A: Journalism has changed tremendously because of the democratization of information. Anybody can put something up on the Internet. It's harder and harder to find what the truth is. When you have barking dogs on TV that are so extremely to the right, lying right to your face and with such conviction, someone tuning in thinks, hey, this is what the truth is. When I was younger, you had to get two people to go on record before you could quote a source. That's gone. What took it away was the effort to compete. You had to scoop. Sometimes you couldn't wait around to do things the ethical way.

Q: Your next film is a TV documentary commissioned by the Discovery Channel called All the President's Men Revisited.

A: I'm very proud of it. It threads together scenes from All the President's Men with clips of Woodward and Bernstein, plus archival footage no one's ever seen of Nixon in the Oval Office saying things like, "What are we going to do about the Jews?" "How do we stop this Watergate thing?" How this man recorded his own mistakes thinking he was going to be this fabulous historical figure is beyond me. It showed how delusional he was.

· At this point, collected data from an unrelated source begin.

Issue #72, opened 2024-10-03
Merge `generate-checksums.yml` into `test-repro.yml`


CodeGat:
`generate-checksums.yml` is essentially the same code as in `test-repro.yml`. We shouldn't have to modify two of the same file, essentially. 

Incorporate `generate-checksums.yml` into `test-repro.yml`.

Issue #68, opened 2024-10-02
Incorporate `check-checksum` into `test-repro.yml`


CodeGat:
Currently, there is a common `check-checksum` job run after `repro-ci` in both `config-pr-1-ci.yml` and `config-schedule-2-start.yml` which downloads the test artifact and adds the test results to the given PR.

Instead of doing the same job twice, incorporate it into the `test-repro.yml` reusable workflow. If it is a possibility that someone might call this workflow while not `on.pull_request`, make the `check-checksum` part only run `if: github.event_name == 'pull_request'`.

PR #73, opened 2024-10-07
`!test` Comment Command

### LINKED ISSUE #38: Add Repro Checks to `dev-*` branches
## Background

Since the QA checks are run before the Repro checks in `release-*` branches, we might as well add them to `dev-*` as well. 
This gives the `dev-*` PRs the ability to test reproducibility before opening a `release-*` PR and potentially having to go back and open a `dev-*` PR again if one gets an unfavourable reproducibility result.  

## Considerations
* We will have to remove the requirement of Environments only being able to deploy to protected branches, as the it takes the `source` branch rather than the `target` branch.

CodeGat:
Add a `!test repro [commit]` command to allow commenters to commit and compare repro runs that aren't on `release-*` branches. 

In this PR:
- **Add config-comment-repro.yml workflow for repro tests on any branch!**
- **Added ability to commit the result of the repro test to the PR**

Closes #38

### DIFF
--- a/.github/workflows/config-comment-test.yml
+++ b/.github/workflows/config-comment-test.yml
@@ -86,7 +86,7 @@ jobs:
       - name: Get test type
         id: test
         run: |
-          command="${{ github.event.issue.comment.body }}"
+          command="${{ github.event.comment.body }}"
           read -ra command_tokens <<< "$command"
           type_in_comment="${command_tokens[1]}"
           type_in_comment_valid=false
@@ -99,7 +99,7 @@ jobs:
           done
 
           if [[ "$type_in_comment_valid" == "false" ]]; then
-            echo "::error::The command '${{ github.event.issue.comment.body }}' doesn't have a valid TYPE. Was given '$type_in_command', but needed to be one of: ${{ env.USAGE_TYPES }}."
+            echo "::error::The command '${{ github.event.comment.body }}' doesn't have a valid TYPE. Was given '$type_in_command', but needed to be one of: ${{ env.USAGE_TYPES }}."
             exit 1
           fi
 
--- a/.github/workflows/config-comment-test.yml
+++ b/.github/workflows/config-comment-test.yml
@@ -12,8 +12,40 @@ env:
   USAGE_TYPES: repro
   RUN_URL: ${{ github.server_url }}/${{ github.repository }}/actions/runs/${{ github.run_id }}
 jobs:
+  permission-check:
+    name: Permission Check
+    runs-on: ubuntu-latest
+    steps:
+      - name: Determine if commenter has permission to run the command
+        id: commenter
+        # TODO: The permissions-checking section seems ripe for turning into an action!
+        run: |
+          commenter_permissions=$(gh api \
+              repos/${{ github.repository }}/collaborators/${{ github.event.comment.user.login }}/permission \
+              --jq '.permission'
+          )
+          if [[ "$commenter_permission" == "admin" || "$commenter_permission" == "write" ]]; then
+            echo "Commenter has at least write permission"
+            echo "permission=true" >> $GITHUB_OUTPUT
+          else
+            echo "Commenter does not have at least write permission"
+            echo "permission=false" >> $GITHUB_OUTPUT
+          fi
+
+      - name: React to '!test'
+        uses: access-nri/actions/.github/actions/react-to-comment@main
+        with:
+          reaction: ${{ steps.commenter.outputs.permission == 'true' && 'rocket' || 'confused' }}
+          token: ${{ github.token }}
+
+      - name: Fail if no permissions
+        if: steps.commenter.outputs.permission == 'false'
+        run: exit 1
+
   ci-config:
     name: Read CI Testing Configuration
+    needs:
+      - permission-check
     runs-on: ubuntu-latest
     outputs:
       markers: ${{ steps.repro-config.outputs.markers }}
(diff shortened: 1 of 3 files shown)


.github/workflows/config-comment-test.yml
```diff
@@ -0,0 +1,366 @@
...
+        with:
+          comment: |
+            ${{ env.RESULT }}
+
+            When comparing:
+
+            - `${{ needs.prepare-command.outputs.config-ref }}` (checksums created using commit ${{ env.CONFIG_REF_URL }}), against
+            - `${{ needs.prepare-command.outputs.compared-config-ref }}` (checksums in commit ${{ env.COMPARED_CONFIG_REF_URL }})
+
+            ${{ (needs.prepare-command.outputs.commit-requested == 'true' && steps.results.outputs.result == 'fail') && ':wrench: The checksums will be committed to this PR, as they differ.' || '' }}
```
aidanheerdegen, line 279: It doesn't report that the checksums differ if `commit-requrest == false`. I think it should report this separately, and then check for `commit-requested` and `result` and report if they'll be committed.

.github/workflows/config-comment-test.yml
```diff
@@ -0,0 +1,366 @@
...
+
+            The experiment can be found on Gadi at `${{ needs.repro.outputs.experiment-location }}`, and the test results at ${{ steps.results.outputs.check-run-url }}.
+
+            The checksums generated by this `!test` command are found in the `testing/checksum` directory of ${{ needs.repro.outputs.artifact-url }}.
+
+            The checksums compared against are found here ${{ github.server_url }}/${{ github.repository }}/tree/${{ needs.prepare-command.outputs.compared-config-hash }}/testing/checksum
+
+            </details>
+
+  commit:
```
aidanheerdegen, line 292: Just a general comment that this has a fair bit in common with https://github.com/ACCESS-NRI/model-config-tests/blob/main/.github/workflows/config-pr-2-confirm.yml#L97-L161

which I am sure you know. I can see there are differences, but code duplication ugh.

aidanheerdegen (changes requested):
Nice work, thanks! 

I note that "just add a the ability to run repro test through ChatOps" ends up being a lot more complicated than I realised. Sorry about that!

.github/workflows/config-comment-test.yml
CodeGat: Yeah, I have a fair bit of code-deduplication to do: https://github.com/ACCESS-NRI/model-config-tests/issues/72 and https://github.com/ACCESS-NRI/model-config-tests/issues/68 - this will be my next PR I think!

.github/workflows/config-comment-test.yml
```diff
@@ -0,0 +1,366 @@
...
+          fetch-tags: true
+
+      - name: Get test type
+        id: test
+        run: |
+          command="${{ github.event.comment.body }}"
+          read -ra command_tokens <<< "$command"
+          type_in_comment="${command_tokens[1]}"
+          type_in_comment_valid=false
+
```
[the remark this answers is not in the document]
CodeGat: It isn't - it's checking the that the `TYPE` of the `!test` is one that we support (currently just `!test repro`, but we may have `!test qa` or `!test performance` for example). 
But this has pointed to the fact that we don't actually verify the name of the command in this workflow (only outside of it), so I've added that. See https://github.com/ACCESS-NRI/model-config-tests/pull/73/commits/f650189b87ba9c2068f4159968b8c5d7363f4b0d

.github/workflows/config-comment-test.yml
```diff
@@ -0,0 +1,366 @@
...
+          for type in ${{ env.USAGE_TYPES }}; do
+            if [[ "$type_in_comment" == "$type" ]]; then
```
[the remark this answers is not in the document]
CodeGat: Done in https://github.com/ACCESS-NRI/model-config-tests/pull/73/commits/98de64b2eb5b3af774b601d8a351a479e3bf0eba

README.md
```diff
@@ -148,3 +147,33 @@ Using it has some requirements outside of just filling in the inputs: One must h
...
+
+```txt
+D   (PR Target Branch)
+|
+| C (PR Source Branch)
+| |
+| B
+|/
+A   (Common Ancestor)
+```
```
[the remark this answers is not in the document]
CodeGat: Done in https://github.com/ACCESS-NRI/model-config-tests/pull/73/commits/98de64b2eb5b3af774b601d8a351a479e3bf0eba

.github/workflows/config-comment-test.yml
```diff
@@ -119,7 +119,16 @@ jobs:
...
           fetch-tags: true
 
-      - name: Get test type
+      - name: Verify !test
+        run: |
+          if [[ "${{ startsWith(github.event.comment.body, '!test') }}" == "true" ]]; then
+            echo 'Command starts with !test'
+          else
+            echo "::error::Usage: ${{ env.USAGE }}"
+            echo "::error::Command must start with !test to invoke model-config-tests' config-comment-test.yml."
```
aidanheerdegen, line 128: What happens if someone does `!bump`? Are the compatible?

.github/workflows/config-comment-test.yml
CodeGat: It does report the differing checksums in the `env.RESULT` part - https://github.com/ACCESS-NRI/model-config-tests/pull/73/files#diff-3030a45e2717eb6aff0b15ab7e53158851b49ea677462370d257599c221e8925R273-R275

.github/workflows/config-comment-test.yml
CodeGat: The `!bump` command is handled in https://github.com/ACCESS-NRI/model-config-tests/blob/main/.github/workflows/config-pr-2-confirm.yml, not here. Maybe in future we could consolidate all the comment commands, but that would be a very very large file :D

aidanheerdegen (approved):
Nice work!

PR #76, opened 2024-10-17
Merge common `check-checksum` job into `test-repro.yml`

CodeGat:
We've been amassing a series of jobs that run after `repro-ci` that all do the same thing: download the testing artifact, parsing the test data, and returning the result. This has become so common that it should be a part of `test-repro.yml` itself. 

In this PR:
- **test-repro.yml: Move `check-checksum` into workflow**
- **config-schedule-2-start.yml: Move `check-checksum` out**
- **config-pr-1-ci.yml: Move `check-checksum` out**
- **config-comment-test.yml: Move `check-checksum` out**

Closes #68

PR #77, opened 2024-10-18
Merge Common `test-repro` Functionality in `generate-checksums.yml`

### LINKED ISSUE #72: Merge `generate-checksums.yml` into `test-repro.yml`

CodeGat:
In this PR, we remove the `generate-checksums` job from `generate-checksums.yml` in favour of calling the perfectly good `test-repro.yml` workflow, removing further duplication from the workflows in the code. 

Closes #72

### DIFF
--- a/.github/workflows/generate-checksums.yml
+++ b/.github/workflows/generate-checksums.yml
@@ -1,4 +1,5 @@
 name: Initial Checksums
+run-name: Initial Checksums for ${{ inputs.config-branch-name }}
 on:
   workflow_call:
     inputs:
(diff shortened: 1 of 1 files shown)


CodeGat:
Note, will have to check that we don't have to add an input to `test-repro` that disables the `check` run from a `on.workflow_dispatch` workflow...
We may have to add `permissions.checks:write` once https://github.com/ACCESS-NRI/model-config-tests/pull/76 is merged

.github/workflows/generate-checksums.yml
```diff
@@ -178,13 +72,13 @@ jobs:
...
-          name: ${{ needs.generate-checksum.outputs.artifact-name }}
-          path: ${{ env.OUTPUT_LOCAL_LOCATION }}
+          name: ${{ needs.repro-ci.outputs.artifact-name }}
+          path: ${{ env.ARTIFACT_LOCAL_LOCATION }}
 
       - name: Move Checksums to Repo
         run: |
           mkdir -p ${{ inputs.committed-checksum-location }}
-          mv ${{ env.OUTPUT_LOCAL_LOCATION }}/checksum/* ${{ inputs.committed-checksum-location }}
+          cp --recursive --verbose ${{ env.ARTIFACT_LOCAL_LOCATION }}/*/* ${{ inputs.committed-checksum-location }}
```
aidanheerdegen, line 81: This has switched from `mv` to `cp --recursive` and including everything in a sub-directory of `env.ARTIFACT_LOCAL_LOCATION` rather than just under the `checksum` sub-dir.

Can you explain those changes so we have a record of why? Thanks!

.github/workflows/generate-checksums.yml
```diff
@@ -214,8 +108,10 @@ jobs:
 
       - name: Tag Checksums in Repo
         if: inputs.committed-checksum-tag != ''
+        env:
+          STATUS: ${{ endsWith(inputs.committed-checksum-tag, '.0') && 'breaking' || 'preserving' }}
         run: |
-          git tag ${{ inputs.committed-checksum-tag }}
+          git tag ${{ inputs.committed-checksum-tag }} -m "Repro-${{ env.STATUS }} update to ${{ inputs.config-branch-name }} via model-config-tests 'generate-checksums.yml' workflow."
```
aidanheerdegen, line 114: I like this informative comment on the git tag.

aidanheerdegen (approved):
Stripping out a big chunk of dupe'd code. Nice. Just a couple of commments.

.github/workflows/generate-checksums.yml
CodeGat: This will support the case where we have potentially other subdirectories that we want to copy, like `additional-artifact-content-paths`, or maybe `performance` or something like that.

tmcadam (commented):
LGTM Good to de-dupe!!

tmcadam:
Looks good!

tmcadam (commented):
Looks good!

tmcadam (approved):

PR #94, opened 2025-01-31
Sanitize Inputs for `!test`

### LINKED ISSUE #80: `config-comment-test`: Sanitize Newlines in Comment
## Background

See https://github.com/ACCESS-NRI/access-om3-configs/actions/runs/11431171056/job/31799782369#step:4:2

The workflow fails when we give a newline-separated comment command. We either need to sanitize the inputs or give a failure message. 

## Workaround

For now, keep comment commands on a single line.

CodeGat:
Closes #80

In this PR:

- **Take only the first line in a potentially multi-line comment as the command**
- **Use the commenter-permission-check action instead of defining it again**

### DIFF
--- a/.github/workflows/config-comment-test.yml
+++ b/.github/workflows/config-comment-test.yml
@@ -131,7 +131,8 @@ jobs:
       - name: Get !test type
         id: test
         run: |
-          command="${{ github.event.comment.body }}"
+          # Only get the first line of the comment for processing as a command.
+          command=$(head -n 1 <<< "${{ github.event.comment.body }}")
           read -ra command_tokens <<< "$command"
           type_in_comment="${command_tokens[1]}"
           type_in_comment_valid=false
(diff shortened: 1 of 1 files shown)


atteggiani (approved):
Looks good! 

Only one very minor suggestion:
Instead of declaring the command to get the `command_tokens` multiple times:
```
# Only get the first line of the comment for processing as a command
command=$(head -n 1 <<< "${{ github.event.comment.body }}")
read -ra command_tokens <<< "$command"
```
A job could be set that outputs the command_tokens, so in the other jobs/steps you don't have to run/write those commands again but only use the output from the "get-command-tokens" job.

atteggiani:
Also, can't the logic:
command=$(head -n 1 <<< "${{ github.event.comment.body }}")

Q: You said journalism has changed. Has politics changed along with it?

A: A key point in the documentary is the Senate hearings. There's a moral tone to those hearings: Both sides of the aisle, the Republicans and the Democrats, were trying to get to the truth. That would never happen today. First, there'd be no hearings. Secondly, they'd be fighting. The Republicans would never want to be part of looking for the truth, because their lies might be exposed.

Q: Is the documentary more of an exposé than the movie?

A: Actually, it's subtle about how journalism has changed. It doesn't come right out and say things were different then. There are people in it like Jon Stewart, Tom Brokaw and Joe Scarborough talking about how they remember Watergate, but we leave it to the audience to decide, if they want to, how journalism has changed.

Q: Your next movie, All Is Lost, comes out this September.

A: It's about what a man has to go through when there's a giant storm in the Indian Ocean. I'm the only actor, and there's no dialogue. It was really grueling. I enjoyed it because I really had to put myself out there.